### ACTIVITY:
Every record, down to the last line, must be given again exactly.

##### SOURCE INFORMATION #####

PR #237, opened 2022-10-14
Added columns to Photographer List View, added dunder str methods to models

czheng10:
Added the following columns to Photographer Admin List View:
- ID
- Name
- Number
- Approx Location
- Map Square

Added __str__ methods to Photo, Photographer, Map Square, Analysis Result Models


frontend/pages/About.js
```diff
@@ -149,6 +149,18 @@ const studentMembers = [
...
+        name: "Cindy Zheng",
+        photoSrc: Zheng_Vicky
+    }
+    { 
+        name: "Lisa Li-Liang",
+        photoSrc: Zheng_Vicky
+    }
+    {
+        name: "Kingston Lew",
+        photoSrc: Lew_Kingston
```
jeffreyshen19, line 163: This block is breaking the JS linter, make sure you include commas after each JSON object.

jeffreyshen19 (changes requested):
Looks good overall, and great work! Just a few small notes:
- I've added a comment, one of your files is failing the JS linter but it should be a 3 second fix.
- It looks like this PR is using the same branch as your first PR branch. In general, try creating new branches for every new feature (i.e. a new branch per PR). This will keep the Git history a bit cleaner.

ryaanahmed:
thanks folks -- there was a little merge screwiness that happened on this branch, but I've cleaned that up and merged.

PR #238, opened 2022-10-14
replace local dir to photos with aws_s3 dir

lisali-liang:
photo display and links are correct in admin photos category


jeffreyshen19 (dismissed):
Looks good, and nice work! Just one small quick fix, to keep our git history clean.

ryaanahmed:
Hey - went ahead and made the changes myself so we can get this in. @jeffreyshen19's comment is right on -- I'll add an extra settings file and speak with the admin page team about how to use it.

PR #239, opened 2022-10-14
Add logo to navigation bar

suzannej1:
Created a logo in adobe illustrator, exported as svg , and uploaded to assets folder. Added logo to navbar.html and sized logo to height 80 and width 80. 

image


backend/templates/includes/navbar.html
```diff
@@ -41,4 +43,11 @@
             </ul>
         </div>
     </div>
+    <!-- <img src="../includes/nav_logo.svg" height='50'/>  -->
```
jeffreyshen19, line 46: It's good practice to delete dead/commented out code if it's no longer useful, just to keep the files clean.

frontend/components/Logo.js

#####

### OUTPUT OF THE EXERCISE:
PR #237, opened 2022-10-14
Added columns to Photographer List View, added dunder str methods to models

czheng10:
Added the following columns to Photographer Admin List View:
- ID
- Name
- Number
- Approx Location
- Map Square

Added __str__ methods to Photo, Photographer, Map Square, Analysis Result Models


frontend/pages/About.js
```diff
@@ -149,6 +149,18 @@ const studentMembers = [
...
+        name: "Cindy Zheng",
+        photoSrc: Zheng_Vicky
+    }
+    { 
+        name: "Lisa Li-Liang",
+        photoSrc: Zheng_Vicky
+    }
+    {
+        name: "Kingston Lew",
+        photoSrc: Lew_Kingston
```
jeffreyshen19, line 163: This block is breaking the JS linter, make sure you include commas after each JSON object.

jeffreyshen19 (changes requested):
Looks good overall, and great work! Just a few small notes:
- I've added a comment, one of your files is failing the JS linter but it should be a 3 second fix.
- It looks like this PR is using the same branch as your first PR branch. In general, try creating new branches for every new feature (i.e. a new branch per PR). This will keep the Git history a bit cleaner.

ryaanahmed:
thanks folks -- there was a little merge screwiness that happened on this branch, but I've cleaned that up and merged.

PR #238, opened 2022-10-14
replace local dir to photos with aws_s3 dir

lisali-liang:
photo display and links are correct in admin photos category


jeffreyshen19 (dismissed):
Looks good, and nice work! Just one small quick fix, to keep our git history clean.

ryaanahmed:
Hey - went ahead and made the changes myself so we can get this in. @jeffreyshen19's comment is right on -- I'll add an extra settings file and speak with the admin page team about how to use it.

PR #239, opened 2022-10-14
Add logo to navigation bar

suzannej1:
Created a logo in adobe illustrator, exported as svg , and uploaded to assets folder. Added logo to navbar.html and sized logo to height 80 and width 80. 

image


backend/templates/includes/navbar.html
```diff
@@ -41,4 +43,11 @@
             </ul>
         </div>
     </div>
+    <!-- <img src="../includes/nav_logo.svg" height='50'/>  -->
```
jeffreyshen19, line 46: It's good practice to delete dead/commented out code if it's no longer useful, just to keep the files clean.

frontend/components/Logo.js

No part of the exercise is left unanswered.